**Task brief**
Beginning with the first entry, print all the records exactly.

[Materials provided Boundary: Start]

PR #26, opened 2025-02-07
Add basic ci

pacu:
builds atop #24

### DIFF
--- a/.github/workflows/ci-basic-build.yml
+++ b/.github/workflows/ci-basic-build.yml
@@ -1,0 +1,51 @@
+# This is a boring build workflow that just builds the project on
+# mac, ubuntu and windows. Just to check that the optional compiler
+# flags that don't work on a developer's computer still build on 
+# other OS. 
+name: Boring Build
+
+on:
+  push:
+    branches:
+      - main
+    paths:
+      - '**.rs'
+      - '**.toml'
+  pull_request:
+    branches:
+      - main
+    paths:
+      - '**.rs'
+      - '**.toml'
+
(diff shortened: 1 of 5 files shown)


.github/workflows/ci-basic-build.yml
```diff
@@ -0,0 +1,51 @@
...
+# other OS. 
+name: Boring Build
+
+on:
+  push:
+    branches:
+      - main
+    paths:
+      - '**.rs'
+      - '**.toml'
```
str4d, line 13: These path filters are insufficient, and in general I prefer to exclude specific files from affecting general builds (e.g. for doc-only changes).

.github/workflows/ci-basic-build.yml
```diff
@@ -0,0 +1,51 @@
...
+        os: [ubuntu-latest, macos-latest, windows-latest]
+    steps:
+      - name: Checkout repository
+        uses: actions/checkout@v4
+
+      - name: Set up Rust
+        uses: dtolnay/rust-toolchain@stable
+
+      - name: Use rust-toolchain.toml
+        run: rustup show
```
str4d, line 36: This does not work. We have a `rust-toolchain.toml` that sets an MSRV, and it is used automatically; `rust show` only checks what is being used. The `dtolnay/rust-toolchain` action only ensures the specified Rust version is available; you need additional steps to actually use it.

str4d (commented):
NACK, but thanks for the reminder; I will set up comprehensive CI today to ensure that things are caught going forward.

PR #30, opened 2025-02-24
deps: avoid duplicate crates

rex4539:


str4d:
These aren't duplicates, and I'm fine with where they are currently defined.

[Materials provided Boundary: End]

**Completed task**
PR #26, opened 2025-02-07
Add basic ci

pacu:
builds atop #24

### DIFF
--- a/.github/workflows/ci-basic-build.yml
+++ b/.github/workflows/ci-basic-build.yml
@@ -1,0 +1,51 @@
+# This is a boring build workflow that just builds the project on
+# mac, ubuntu and windows. Just to check that the optional compiler
+# flags that don't work on a developer's computer still build on 
+# other OS. 
+name: Boring Build
+
+on:
+  push:
+    branches:
+      - main
+    paths:
+      - '**.rs'
+      - '**.toml'
+  pull_request:
+    branches:
+      - main
+    paths:
+      - '**.rs'
+      - '**.toml'
+
(diff shortened: 1 of 5 files shown)


.github/workflows/ci-basic-build.yml
```diff
@@ -0,0 +1,51 @@
...
+# other OS. 
+name: Boring Build
+
+on:
+  push:
+    branches:
+      - main
+    paths:
+      - '**.rs'
+      - '**.toml'
```
str4d, line 13: These path filters are insufficient, and in general I prefer to exclude specific files from affecting general builds (e.g. for doc-only changes).

.github/workflows/ci-basic-build.yml
```diff
@@ -0,0 +1,51 @@
...
+        os: [ubuntu-latest, macos-latest, windows-latest]
+    steps:
+      - name: Checkout repository
+        uses: actions/checkout@v4
+
+      - name: Set up Rust
+        uses: dtolnay/rust-toolchain@stable
+
+      - name: Use rust-toolchain.toml
+        run: rustup show
```
str4d, line 36: This does not work. We have a `rust-toolchain.toml` that sets an MSRV, and it is used automatically; `rust show` only checks what is being used. The `dtolnay/rust-toolchain` action only ensures the specified Rust version is available; you need additional steps to actually use it.

str4d (commented):
NACK, but thanks for the reminder; I will set up comprehensive CI today to ensure that things are caught going forward.

PR #30, opened 2025-02-24
deps: avoid duplicate crates

rex4539:


str4d:
These aren't duplicates, and I'm fine with where they are currently defined.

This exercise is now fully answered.